Collapsible steering column assemblies are known in the art for including in vehicles to reduce the likelihood of injury to occupants of the vehicles during collisions. The steering column assemblies include a support for attachment to the vehicle. A steering column is movably supported by the support. An energy absorbing mechanism interconnects the steering column and the support for absorbing energy in response to the steering column moving relative to the support, i.e., when a force is exerted on the steering column such as during the collision.

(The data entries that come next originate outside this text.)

PR #2250, opened 2025-03-21
GO-5307 auto-widgets improvements

requilence:
Bin auto-widget
- For existing spaces: if there are some archived objects - install widget
- For new spaces: when archiving the first object widget is installed
- If widget got removed by user it will be not auto-installed again

Favorite auto-widget
- we do not do auto creation of favorite widget on start because it was not a default behavior
- if user add an object to favorite, the favorite widget will be automatically added. But only in case there is no existing favorite widget added by user (including in the previous release)

Type widget improvements
- only add widget in case you are creating the first object of this type(without taking use-case and hidden objects into account)
- do not create widget for specific list of types(like templates, types, relations)
-


core/block/editor/dashboard.go
```diff
@@ -75,6 +78,40 @@ func (p *Dashboard) StateMigrations() migration.Migrations {
 	}})
 }
 
+// autoInstallBinWidget installs bin widget for the existing users if it was not added/removed before and the user has archived objects
```
fat-fellow, line 81: misleading description

core/block/editor/dashboard.go
```diff
@@ -75,6 +78,40 @@ func (p *Dashboard) StateMigrations() migration.Migrations {
...
+func (p *Dashboard) autoInstallFavoriteWidget() error {
```
fat-fellow, line 82: Looks like these two auto-install functions can reuse the same code and be called with a widgetObjectId argument

requilence: actually it was wrong because we don't need to create it with the same logic as archive. We only need to create explicitly when calling objectSetIsFavorite

core/block/editor/widget/widget.go
```diff
@@ -15,11 +18,16 @@ const (
...
 	DefaultWidgetCollection = "collection"
+	DefaultWidgetBin        = "bin"
 	DefaultWidgetRecentOpen = "recentOpen"
+	wrapperBlockIdSuffix    = "-wrapper" // in case blockId is specifically provided to avoid bad tree merges
 )
 
 type Widget interface {
 	CreateBlock(s *state.State, req *pb.RpcBlockCreateWidgetRequest) (string, error)
+	// AddAutoWidget adds a widget block. If widget with the same targetId was installed/removed before, it will not be added again.
+	// blockId is optional and used to protect from
```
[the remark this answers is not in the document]
requilence: fixed

core/block/editor/dashboard.go
requilence: removed, cause method needs not be done on another level

KirillSto (approved):

PR #2280, opened 2025-03-31
GO-5376 make a migration to install the all objects widget above all

requilence:


core/block/editor/archive.go
```diff
@@ -55,7 +55,7 @@ func (p *Archive) Init(ctx *smartblock.InitContext) (err error) {
 
 func (p *Archive) CreationStateMigration(ctx *smartblock.InitContext) migration.Migration {
 	return migration.Migration{
-		Version: 2,
+		Version: 3,
```
KirillSto, line 58: Why we increment migration version of Archive, not Widget object?

fat-fellow (approved):

PR #2330, opened 2025-04-10
GO-5449 Fallback to layout from bundle info

KirillSto:
https://linear.app/anytype/issue/GO-5449/layout-fallback-on-cold-sync

Fix layout resolution flow:
1. Value from layout detail has highest priority
2. First we should try to resolve layout, and then - inject local details from objectstore
3. If we fail to get details of type object from object store by tyoe id, we need to check if this type is bundled and fallback to layout from bundle info. Key of type must be stored in state
4. Same for templates - we must store 2 keys in store for them: "template" and key for target type

### DIFF
--- a/core/block/editor/smartblock/detailsinject.go
+++ b/core/block/editor/smartblock/detailsinject.go
@@ -219,44 +219,76 @@ func (sb *smartBlock) deriveChatId(s *state.State) error {
 	return nil
 }
 
+// pickResolvedLayout determines the final resolved layout based on following priority:
+// 1. explicitLayoutValue:     explicit layout from object details (if any)
+// 2. typeRecommendedLayout:   layout recommended by the object's type (if any)
+// 3. currentResolvedValue:    the current already-resolved layout (if any)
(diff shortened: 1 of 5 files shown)


core/block/editor/smartblock/detailsinject.go
```diff
@@ -293,26 +277,52 @@ func convertLayoutFromNote(st *state.State, oldLayout, newLayout domain.Value) {
...
 	records, err := sb.objectStore.SpaceIndex(sb.SpaceID()).QueryByIds([]string{typeObjectId})
-	if err != nil || len(records) != 1 {
-		return nil, fmt.Errorf("failed to query object %s: %w", typeObjectId, err)
+	if err == nil && len(records) == 1 {
+		return records[0].Details.Get(bundle.RelationKeyRecommendedLayout), nil
+	}
+
+	log.Debugf("failed to query object type: %v. Trying to get bundled version", err)
+	ot, e := bundle.GetType(s.ObjectTypeKey())
+	if e == nil {
```
deff7, line 323: `err`

PR #2357, opened 2025-04-17
GO-3938 Add includeTime relation - details level

KirillSto:
https://linear.app/anytype/issue/GO-3938/improve-date-and-datetime-filters

- Add includeTime relation and set it to true to system relations with SystemObjectReviser


requilence:
please rename includeTime relation to relationFormatIncludeTime to match the other ones

PR #2423, opened 2025-05-19
GO-5643 Fix panic on space load error

KirillSto:
https://linear.app/anytype/issue/GO-5643/crash-after-migration

We should set loadErr on mandatory objects upload failure


KirillSto:
Closing prior to https://github.com/anyproto/anytype-heart/pull/2424

PR #2425, opened 2025-05-19
GO-4678 Propagate spaceId to backlinks watcher

KirillSto:
https://linear.app/anytype/issue/GO-4678/backlinks-watcher-is-failing-to-resolve-space-id

- Propagate spaceId directly from store
- In case object has link on object from other space, we should parse spaceId from id

### DIFF
--- a/core/domain/id.go
+++ b/core/domain/id.go
@@ -1,6 +1,7 @@
 package domain
 
 import (
+	"errors"
 	"fmt"
 	"strings"
 )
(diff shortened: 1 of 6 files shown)


core/domain/id.go
```diff
@@ -33,3 +36,11 @@ func ParseParticipantId(participantId string) (spaceId string, identity string,
...
 	return fmt.Sprintf("%s.%s", parts[2], parts[3]), parts[4], nil
 }
+
+func ParseLongId(id string) (FullID, error) {
+	if id == "" {
+		return FullID{}, ErrParseLongId
+	}
+	// TODO: support spaceId in long ids
+	return FullID{ObjectID: id}, nil
+}
```
requilence, line 46: what is this func for? I don't see you calling it. But you have impl inside the test file

KirillSto: This function is supposed to support trans-space links. We have not agree on format yet, e.g. <objectId>?spaceId=<spaceId>

requilence (approved):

Common energy absorbing mechanisms include a metal strap that is wrapped about an anvil. The metal strap is generally fixed to the steering column and the anvil is fixed to the support. During the collisions, when the force is exerted on the steering column, the metal strap is forced about the anvil. The metal strap resists the movement and bends about the anvil, thus absorbing the energy and allowing the steering column to move in relation to the support. One of the problems with the energy absorbing mechanisms is that the metal straps are selected to deform when a force exerted on the steering column exceeds a predetermined threshold. As a result, the energy absorbing mechanism is exhausted after absorbing the energy when the force exceeds the threshold and cannot absorb additional energy thereafter. For example, during the collision, the force of the collision itself may exceed the predetermined threshold. In the event that the occupant impacts the steering column shortly thereafter, the energy absorbing mechanism cannot absorb any more energy. Furthermore, collisions generate forces of various magnitude on the steering column, depending on the speed of the vehicles involved, among other variables. The metal straps, chosen to deform at the predetermined threshold, are not suitable to absorb energy at forces below or substantially above the predetermined threshold. In other words, the metal straps, because of the predetermined threshold, are based on predetermined collision conditions and cannot adjust to actual collision conditions. In addition, the metal straps, once deformed, lose structural integrity and must be replaced.
Thus, there is an opportunity to provide an energy absorbing mechanism that is capable of adjustment to absorb energy at forces of various magnitude such that a universal energy absorbing device may be installed on each type of vehicle and adjusted based on individual parameters of the vehicle.